• _How to complete this task_:
Below this line is a set of entries; quote exactly the lines from the line that contains "- All 17 named-only" to the line that contains "the field machinery.)", both lines included.

• _Extracted material_:
┄┄┄┄┄┄┄┄┄┄

PR #5802, opened 2026-08-17
Give every FileDef subtype module a default export; name the field in thunk errors

lukemelia:
## What this does

The FileDef subtype family had two export conventions: the shell-based modules export their def class both named and as the default, while 17 older leaf modules (the text, image, and audio families — `markdown-file-def`, `png-image-def`, `mp3-audio-def`, …) were named-only. A default import of a named-only module silently evaluates to `undefined`, and `linksTo(TsFileDef)` then fails far from the import at schema time with an error blaming a cyclic dependency — naming neither the field, the module, nor the actual cause. Authors had to probe `Object.keys(ns)` to find out which import form a given module wanted.

- All 17 named-only subtype modules now also `export default` their primary class, matching the convention the rest of the family already follows, so both import forms work everywhere.
- `cardThunk` receives the field name and owning prototype from every field initializer (`contains`/`containsMany`/`linksTo`/`linksToMany`); the parameter is required, so a future call site can't silently degrade the message. An undefined field card class throws an error naming the exact declaration — `The card class for field 'src' on 'MyCard' was undefined` — and describes both real causes: an import that doesn't match the module's export shape, and a genuine cycle needing the thunk form. (The offending module itself isn't knowable at that point — the import has already evaluated to `undefined` by the time the value reaches the field machinery.)
- The thunk form gets the same guard: a thunk that resolves to `undefined` throws the same field-and-owner-named error at the first `field.card` read, instead of an anonymous `TypeError: Cannot use 'in' operator…` later in `getFieldDefinitions`. This matters because cause (2) of the message advises switching to the thunk form — that path now fails just as loudly and specifically.
- `FILEDEF_CODE_REF_BY_EXTENSION` is exported from runtime-common (as `Readonly` — every consumer is a read) so the export-shape guard test can walk the registry and automatically cover subtypes added later.

## Test plan

- `packages/host/tests/unit/filedef-export-shape-test.ts` — walks every registered subtype extension plus the six family base modules a subtype author imports from (`image-file-def`, `audio-file-def`, `video-file-def`, `font-file-def`, `three-d-model-def`, `file-api`), loads each module, and asserts the named export exists, a default export exists, and (for single-class modules) that the two are the same class. What this pins is "a default import never yields `undefined`"; for the two modules carrying a second named-only class (`image-file-def`, `zip-file-def`) only the registered class is pinned to the default. 117 assertions, passing locally against a full dev stack; the local base realm also completed a from-scratch index over the modified modules.
- `packages/host/tests/unit/card-thunk-error-test.ts` — drives the `field` decorator exactly as Babel's transform does through all four field types, asserting the error names the field, the owner, and both causes; covers the eager form (throws at decoration) and the thunk form (throws at first `field.card` read).
- Typechecks pass across runtime-common and host; template-lint clean on the touched `.gts` files.

### DIFF
--- a/packages/base/card-api.gts
+++ b/packages/base/card-api.gts
@@ -4794,23 +4794,37 @@ function cardThunk<CardT extends BaseDefConstructor>(
   // value came from isn't knowable here — by the time the value reaches us
   // the import has already evaluated to undefined — so the message names the
   // two ways that happens instead.
-  fieldContext?: { fieldName: string; ownerPrototype: BaseDef },
+  fieldContext: { fieldName: string; ownerPrototype: BaseDef },
 ): () => CardT {
-  if (!cardOrThunk) {
-    let fieldDescription = fieldContext
-      ? `field '${fieldContext.fieldName}' on '${
-          fieldContext.ownerPrototype.constructor?.name ?? 'unknown card'
-        }'`
-      : 'a field';
-    throw new Error(
-      `The card class for ${fieldDescription} was ${cardOrThunk}. Two common causes:
+  // `||` rather than `??`: an anonymous class's `.name` is `''`, not nullish.
+  let fieldDescription = `field '${fieldContext.fieldName}' on '${
+    fieldContext.ownerPrototype.constructor?.name || 'unknown card'
+  }'`;
+  let causes = `Two common causes:
       (1) the import doesn't match the module's export shape — e.g. \`import X from '…'\` where the module only has a named export; use \`import { X } from '…'\`;
-      (2) a cyclic dependency between cards — use the thunk form in all cards in the cycle, e.g. '@field friend = linksTo(() => Person)'.`,
+      (2) a cyclic dependency between cards — use the thunk form in all cards in the cycle, e.g. '@field friend = linksTo(() => Person)'.`;
+  if (!cardOrThunk) {
+    throw new Error(
+      `The card class for ${fieldDescription} was ${cardOrThunk}. ${causes}`,
     );
   }
-  return (
-    'baseDef' in cardOrThunk ? () => cardOrThunk : cardOrThunk
-  ) as () => CardT;
+  if ('baseDef' in cardOrThunk) {
+    return () => cardOrThunk as CardT;
+  }
+  // The thunk form fails the same two ways the eager form does, just later —
+  // at the first `field.card` read instead of at decoration. The accessors
+  // re-invoke the thunk on every read (nothing is memoized), so this adds a
+  // truthiness check per read, not an extra call.
+  let thunk = cardOrThunk as () => CardT;
+  return () => {
+    let card = thunk();
+    if (!card) {
+      throw new Error(
+        `The card class thunk for ${fieldDescription} returned ${card}. ${causes}`,
+      );
+    }
+    return card;
+  };
 }
 
 export type SignatureFor<CardT extends BaseDefConstructor> = {
--- a/packages/base/card-api.gts
+++ b/packages/base/card-api.gts
@@ -2397,10 +2397,10 @@ export function containsMany<FieldT extends FieldDefConstructor>(
   options?: Options,
 ): BaseInstanceType<FieldT>[] {
   return {
-    setupField(fieldName: string, _ownerPrototype: BaseDef) {
+    setupField(fieldName: string, ownerPrototype: BaseDef) {
       let { computeVia, searchable } = options ?? {};
       let instance = new ContainsMany({
-        cardThunk: cardThunk(field),
+        cardThunk: cardThunk(field, { fieldName, ownerPrototype }),
         computeVia,
         name: fieldName,
         searchable,
@@ -2417,10 +2417,10 @@ export function contains<FieldT extends FieldDefConstructor>(
   options?: Options,
 ): BaseInstanceType<FieldT> {
   return {
-    setupField(fieldName: string, _ownerPrototype: BaseDef) {
+    setupField(fieldName: string, ownerPrototype: BaseDef) {
       let { computeVia, searchable } = options ?? {};
       let instance = new Contains({
-        cardThunk: cardThunk(field),
+        cardThunk: cardThunk(field, { fieldName, ownerPrototype }),
         computeVia,
         name: fieldName,
         searchable,
@@ -2439,7 +2439,10 @@ export function linksTo<CardT extends LinkableDefConstructor>(
   return {
     setupField(fieldName: string, ownerPrototype: BaseDef) {
       let { computeVia, searchable, query } = options ?? {};
-      let fieldCardThunk = cardThunk(cardOrThunk);
+      let fieldCardThunk = cardThunk(cardOrThunk, {
+        fieldName,
+        ownerPrototype,
+      });
       if (query) {
         validateRelationshipQuery(ownerPrototype, fieldName, query);
       }
@@ -2465,7 +2468,10 @@ export function linksToMany<CardT extends LinkableDefConstructor>(
   return {
     setupField(fieldName: string, ownerPrototype: BaseDef) {
       let { computeVia, searchable, query } = options ?? {};
-      let fieldCardThunk = cardThunk(cardOrThunk);
+      let fieldCardThunk = cardThunk(cardOrThunk, {
+        fieldName,
+        ownerPrototype,
+      });
       if (query) {
         validateRelationshipQuery(ownerPrototype, fieldName, query);
       }
@@ -4783,12 +4789,23 @@ function notifySubscribers(
 
 function cardThunk<CardT extends BaseDefConstructor>(
   cardOrThunk: CardT | (() => CardT),
+  // Where the field lives, so the thrown error can name the exact field
+  // instead of leaving the author to bisect their schema. The module the bad
+  // value came from isn't knowable here — by the time the value reaches us
+  // the import has already evaluated to undefined — so the message names the
+  // two ways that happens instead.
+  fieldContext?: { fieldName: string; ownerPrototype: BaseDef },
 ): () => CardT {
   if (!cardOrThunk) {
+    let fieldDescription = fieldContext
+      ? `field '${fieldContext.fieldName}' on '${
+          fieldContext.ownerPrototype.constructor?.name ?? 'unknown card'
+        }'`
+      : 'a field';
     throw new Error(
-      `cardOrThunk was ${cardOrThunk}. There might be a cyclic dependency in one of your fields.
-      Use '() => CardName' format for the fields with the cycle in all related cards.
-      e.g.: '@field friend = linksTo(() => Person)'`,
+      `The card class for ${fieldDescription} was ${cardOrThunk}. Two common causes:
+      (1) the import doesn't match the module's export shape — e.g. \`import X from '…'\` where the module only has a named export; use \`import { X } from '…'\`;
+      (2) a cyclic dependency between cards — use the thunk form in all cards in the cycle, e.g. '@field friend = linksTo(() => Person)'.`,
     );
   }
   return (
--- a/packages/base/markdown-file-def.gts
+++ b/packages/base/markdown-file-def.gts
@@ -558,3 +558,5 @@ export class MarkdownDef extends FileDef {
     return attributes;
   }
 }
+
+export default MarkdownDef;
--- a/packages/host/tests/unit/card-thunk-error-test.ts
+++ b/packages/host/tests/unit/card-thunk-error-test.ts
@@ -1,0 +1,36 @@
+import { getService } from '@universal-ember/test-support';
+import { module, test } from 'qunit';
+
+import { setupRenderingTest } from '../helpers/setup';
+
+// When a field's card class evaluates to undefined — most often a default
+// import of a module that only has named exports, or a genuine cycle — the
+// thrown error names the field and its owning card, so the author lands on
+// the exact declaration instead of bisecting the schema. These call the
+// `field` decorator the same way Babel's decorator transform does.
+module('Unit | card field thunk errors', function (hooks) {
+  setupRenderingTest(hooks);
+
+  test('an undefined field card class names the field and its owner', async function (assert) {
+    let loader = getService('loader-service').loader;
+    let api = (await loader.import('@cardstack/base/card-api')) as any;
+    class Broken extends api.CardDef {}
+
+    let cases: [string, string, (value: any) => unknown][] = [
+      ['linksTo', 'src', api.linksTo],
+      ['linksToMany', 'links', api.linksToMany],
+      ['contains', 'meta', api.contains],
+      ['containsMany', 'items', api.containsMany],
+    ];
+    for (let [label, fieldName, fieldFn] of cases) {
+      assert.throws(
+        () =>
+          api.field(Broken.prototype, fieldName, {
+            initializer: () => fieldFn(undefined),
+          }),
+        new RegExp(`field '${fieldName}' on 'Broken'`),
+        `${label} names the field and owner`,
+      );
+    }
+  });
+});
--- a/packages/host/tests/unit/card-thunk-error-test.ts
+++ b/packages/host/tests/unit/card-thunk-error-test.ts
@@ -5,31 +5,67 @@ import { setupRenderingTest } from '../helpers/setup';
 
 // When a field's card class evaluates to undefined — most often a default
 // import of a module that only has named exports, or a genuine cycle — the
-// thrown error names the field and its owning card, so the author lands on
-// the exact declaration instead of bisecting the schema. These call the
-// `field` decorator the same way Babel's decorator transform does.
+// thrown error names the field and its owning card and spells out both
+// causes, so the author lands on the exact declaration instead of bisecting
+// the schema. The eager form throws at decoration time; the thunk form
+// throws at the first `field.card` read. These call the `field` decorator
+// the same way Babel's decorator transform does.
 module('Unit | card field thunk errors', function (hooks) {
   setupRenderingTest(hooks);
 
-  test('an undefined field card class names the field and its owner', async function (assert) {
+  let fieldKinds = (api: any): [string, string, (value: any) => unknown][] => [
+    ['linksTo', 'src', api.linksTo],
+    ['linksToMany', 'links', api.linksToMany],
+    ['contains', 'meta', api.contains],
+    ['containsMany', 'items', api.containsMany],
+  ];
+
+  test('an undefined field card class names the field, the owner, and both causes', async function (assert) {
     let loader = getService('loader-service').loader;
     let api = (await loader.import('@cardstack/base/card-api')) as any;
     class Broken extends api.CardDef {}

┄┄┄┄┄┄┄┄┄┄

• _Reply_:
- All 17 named-only subtype modules now also `export default` their primary class, matching the convention the rest of the family already follows, so both import forms work everywhere.
- `cardThunk` receives the field name and owning prototype from every field initializer (`contains`/`containsMany`/`linksTo`/`linksToMany`); the parameter is required, so a future call site can't silently degrade the message. An undefined field card class throws an error naming the exact declaration — `The card class for field 'src' on 'MyCard' was undefined` — and describes both real causes: an import that doesn't match the module's export shape, and a genuine cycle needing the thunk form. (The offending module itself isn't knowable at that point — the import has already evaluated to `undefined` by the time the value reaches the field machinery.)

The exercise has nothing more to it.